§ **What you need to do**
Every line of the records below that has the word "SELECT" should be copied.

START Entries provided

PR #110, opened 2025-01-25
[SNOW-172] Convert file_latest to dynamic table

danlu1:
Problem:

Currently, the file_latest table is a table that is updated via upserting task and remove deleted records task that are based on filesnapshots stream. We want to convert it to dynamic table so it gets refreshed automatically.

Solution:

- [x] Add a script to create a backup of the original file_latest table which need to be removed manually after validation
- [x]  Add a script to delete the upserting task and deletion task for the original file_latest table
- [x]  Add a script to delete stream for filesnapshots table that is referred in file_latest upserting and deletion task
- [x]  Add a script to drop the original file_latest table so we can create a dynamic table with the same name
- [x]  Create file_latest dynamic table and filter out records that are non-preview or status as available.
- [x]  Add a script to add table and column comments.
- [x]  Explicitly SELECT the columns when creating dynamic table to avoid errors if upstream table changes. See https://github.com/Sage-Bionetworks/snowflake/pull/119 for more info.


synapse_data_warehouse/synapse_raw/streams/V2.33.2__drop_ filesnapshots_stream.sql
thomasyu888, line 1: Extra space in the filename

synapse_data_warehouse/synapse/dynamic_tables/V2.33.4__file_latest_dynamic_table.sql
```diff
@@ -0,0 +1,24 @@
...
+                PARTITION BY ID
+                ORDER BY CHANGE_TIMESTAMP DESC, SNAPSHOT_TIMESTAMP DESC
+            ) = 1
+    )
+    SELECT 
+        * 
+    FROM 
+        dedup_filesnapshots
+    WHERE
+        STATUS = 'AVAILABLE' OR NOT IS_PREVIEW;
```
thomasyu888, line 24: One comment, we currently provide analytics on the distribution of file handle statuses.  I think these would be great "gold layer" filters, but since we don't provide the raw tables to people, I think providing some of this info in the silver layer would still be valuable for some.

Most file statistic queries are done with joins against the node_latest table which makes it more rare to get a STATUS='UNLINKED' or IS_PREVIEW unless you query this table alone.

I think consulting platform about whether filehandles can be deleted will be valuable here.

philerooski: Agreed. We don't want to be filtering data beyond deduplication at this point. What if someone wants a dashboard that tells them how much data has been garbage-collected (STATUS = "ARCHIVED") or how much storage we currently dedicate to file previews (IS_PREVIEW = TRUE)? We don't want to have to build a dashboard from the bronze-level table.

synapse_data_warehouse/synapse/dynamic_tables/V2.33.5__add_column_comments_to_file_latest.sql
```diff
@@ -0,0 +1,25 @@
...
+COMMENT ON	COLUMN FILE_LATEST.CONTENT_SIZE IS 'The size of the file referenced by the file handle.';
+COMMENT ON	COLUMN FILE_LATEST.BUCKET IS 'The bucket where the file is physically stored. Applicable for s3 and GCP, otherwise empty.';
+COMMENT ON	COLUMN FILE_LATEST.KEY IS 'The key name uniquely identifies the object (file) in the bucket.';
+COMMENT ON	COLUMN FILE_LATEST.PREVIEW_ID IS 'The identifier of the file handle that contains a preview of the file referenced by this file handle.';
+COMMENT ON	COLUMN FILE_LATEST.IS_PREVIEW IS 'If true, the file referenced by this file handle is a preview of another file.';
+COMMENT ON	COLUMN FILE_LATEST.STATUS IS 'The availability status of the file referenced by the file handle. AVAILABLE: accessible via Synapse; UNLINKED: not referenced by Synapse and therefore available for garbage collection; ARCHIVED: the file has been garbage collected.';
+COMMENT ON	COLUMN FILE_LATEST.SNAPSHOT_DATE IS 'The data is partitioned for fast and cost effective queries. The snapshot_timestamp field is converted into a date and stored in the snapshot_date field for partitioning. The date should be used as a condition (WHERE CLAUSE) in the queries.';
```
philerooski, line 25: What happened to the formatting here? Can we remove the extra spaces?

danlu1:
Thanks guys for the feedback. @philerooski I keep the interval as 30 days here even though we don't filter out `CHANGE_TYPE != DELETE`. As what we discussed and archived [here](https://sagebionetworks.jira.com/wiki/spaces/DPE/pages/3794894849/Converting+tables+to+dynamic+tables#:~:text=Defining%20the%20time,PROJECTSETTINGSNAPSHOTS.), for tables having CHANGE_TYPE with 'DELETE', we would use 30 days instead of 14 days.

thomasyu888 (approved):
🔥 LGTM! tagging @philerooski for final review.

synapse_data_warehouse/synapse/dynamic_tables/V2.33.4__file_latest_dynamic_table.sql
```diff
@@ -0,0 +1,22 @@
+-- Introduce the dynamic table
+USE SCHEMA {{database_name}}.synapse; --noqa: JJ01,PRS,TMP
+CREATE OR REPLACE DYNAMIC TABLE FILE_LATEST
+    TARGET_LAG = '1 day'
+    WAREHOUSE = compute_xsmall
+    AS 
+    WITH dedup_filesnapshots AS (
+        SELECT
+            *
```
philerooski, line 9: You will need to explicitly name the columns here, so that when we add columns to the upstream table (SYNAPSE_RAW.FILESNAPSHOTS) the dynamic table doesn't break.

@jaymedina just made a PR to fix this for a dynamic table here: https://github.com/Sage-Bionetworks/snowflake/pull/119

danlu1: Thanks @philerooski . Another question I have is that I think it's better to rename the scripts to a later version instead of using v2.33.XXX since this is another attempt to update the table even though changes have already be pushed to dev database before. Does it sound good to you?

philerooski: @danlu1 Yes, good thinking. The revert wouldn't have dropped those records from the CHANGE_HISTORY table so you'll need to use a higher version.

END Entries provided

§ **Written solution**
- [x]  Explicitly SELECT the columns when creating dynamic table to avoid errors if upstream table changes. See https://github.com/Sage-Bionetworks/snowflake/pull/119 for more info.
+    SELECT 
+        SELECT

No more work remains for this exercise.